PR #1694, opened 2020-12-08
add missing cascade to foreign keys on environment_last_verified table

robfletcher:
Missing cascade causes deletion of artifacts / environment elsewhere to fail.

### DIFF
--- a/keel-sql/src/main/resources/db/changelog/20201208-fix-environment-last-verified-cascade.yml
+++ b/keel-sql/src/main/resources/db/changelog/20201208-fix-environment-last-verified-cascade.yml
@@ -1,0 +1,27 @@
+databaseChangeLog:
+- changeSet:
+    id: fix-environment-last-verified-cascade
+    author: fletch
+    changes:
+    - dropForeignKeyConstraint:
+        baseTableName: environment_last_verified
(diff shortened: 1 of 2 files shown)


emjburns (approved):
Approving but I don't know enough about what the actual problem is to verify that this fixes it :D

keel-sql/src/main/resources/db/changelog/20201208-fix-environment-last-verified-cascade.yml
```diff
@@ -0,0 +1,27 @@
...
+        baseTableName: environment_last_verified
+        constraintName: fk_environment_last_verified_environment
+    - addForeignKeyConstraint:
+        baseTableName: environment_last_verified
+        baseColumnNames: environment_uid
+        constraintName: fk_environment_last_verified_environment
+        referencedTableName: environment
+        referencedColumnNames: uid
+        referencesUniqueColumn: true
+        onDelete: CASCADE
```
robfletcher, line 16: @emjburns this is the important bit, without the cascade the foreign key prevents us deleting rows from `delivery_artifact` or `environment` that are referenced from this table. With the cascade in place the rows on this table will get deleted automatically when the parent row is deleted.

lorin (approved):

▶ Required work: Each record shown above is to be given again exactly.

▶ Answer section:
PR #1694, opened 2020-12-08
add missing cascade to foreign keys on environment_last_verified table

robfletcher:
Missing cascade causes deletion of artifacts / environment elsewhere to fail.

### DIFF
--- a/keel-sql/src/main/resources/db/changelog/20201208-fix-environment-last-verified-cascade.yml
+++ b/keel-sql/src/main/resources/db/changelog/20201208-fix-environment-last-verified-cascade.yml
@@ -1,0 +1,27 @@
+databaseChangeLog:
+- changeSet:
+    id: fix-environment-last-verified-cascade
+    author: fletch
+    changes:
+    - dropForeignKeyConstraint:
+        baseTableName: environment_last_verified
(diff shortened: 1 of 2 files shown)


emjburns (approved):
Approving but I don't know enough about what the actual problem is to verify that this fixes it :D

keel-sql/src/main/resources/db/changelog/20201208-fix-environment-last-verified-cascade.yml
```diff
@@ -0,0 +1,27 @@
...
+        baseTableName: environment_last_verified
+        constraintName: fk_environment_last_verified_environment
+    - addForeignKeyConstraint:
+        baseTableName: environment_last_verified
+        baseColumnNames: environment_uid
+        constraintName: fk_environment_last_verified_environment
+        referencedTableName: environment
+        referencedColumnNames: uid
+        referencesUniqueColumn: true
+        onDelete: CASCADE
```
robfletcher, line 16: @emjburns this is the important bit, without the cascade the foreign key prevents us deleting rows from `delivery_artifact` or `environment` that are referenced from this table. With the cascade in place the rows on this table will get deleted automatically when the parent row is deleted.

lorin (approved):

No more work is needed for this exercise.